I am trying to determine the numerical condition of the quadratic formula: $$x = \frac{-b \pm \sqrt{b^2-4ac}}{2a}$$ As I understand it, the quadratic formula can be interpreted as a mapping $$\phi:\mathbb{R}^3\to\mathbb{R}, (a,b,c)\mapsto \frac{-b \pm \sqrt{b^2-4ac}}{2a} \text{, for } a \ne 0.$$
My notes define the condition number for some $\phi$ as follows: $\kappa(\phi):= \frac{\lVert x\rVert\lVert D\phi(x)\rVert_M}{\lVert \phi(x)\rVert}$ for some compatible matrix norm. Which simplifies to $\kappa(f)= \frac{\lvert xf'(x)\rvert}{\lvert f(x)\rvert}$ in the one-dimensional case (which isn't the case anyway).

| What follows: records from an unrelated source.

PR #4317, opened 2025-01-17
Add shadow account mechanism

fviale:
A shadow account is an internal account (FileLoginModule) which masks a third-party account (ldap, keycloak). The shadow account uses a randomly generated password.

 - a shadow account is created whenever the corresponding property is set to true in either keycloak or ldap configuration file
 - this shadow account's credentials are used instead of the original credentials in either the scheduler, rm or rest server
 - moved logic of create credentials to FileLoginModule, the created credentials are the shadow credentials when shadow account is configured
 - after the shadow account has been created, whenever a user logs in again from ldap or keycloak, a new account is not created and the original shadow account is reused. Groups associated with the shadow account are updated if necessary.


fviale:
Retest this please

oanaBiancaSchiopu (approved):

common/common-client/src/main/java/org/ow2/proactive/authentication/LDAPLoginModule.java
```diff
@@ -29,8 +29,7 @@
 import java.security.SecureRandom;
 import java.security.cert.CertificateException;
 import java.security.cert.X509Certificate;
-import java.util.Hashtable;
-import java.util.Map;
+import java.util.*;
```
AlexFalessi, line 32: import whole util package ?

AlexFalessi (approved):
Good for me, small non blocking comment.

common/common-client/src/main/java/org/ow2/proactive/authentication/LDAPLoginModule.java
fviale: probably because I added some classes for tests that I removed after, but it's not a big deal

What I have tried so far was yet another method of computing the condition via the formula: $$\kappa_{ij}=\frac{x_j}{\phi_i(x)}\cdot\frac{\partial\phi_i(x)}{\partial x_j}\quad \text{Here: } i=1, j\in\{1,2,3\}$$
I am not really sure if the given formula(s) is/are the best approach to solving this problem or if there is some other preferably easier method. Looking at the discussion on this post about the numerical stability of the quadratic formula I am hoping to find some intuition to solving this problem without these long winded calculations.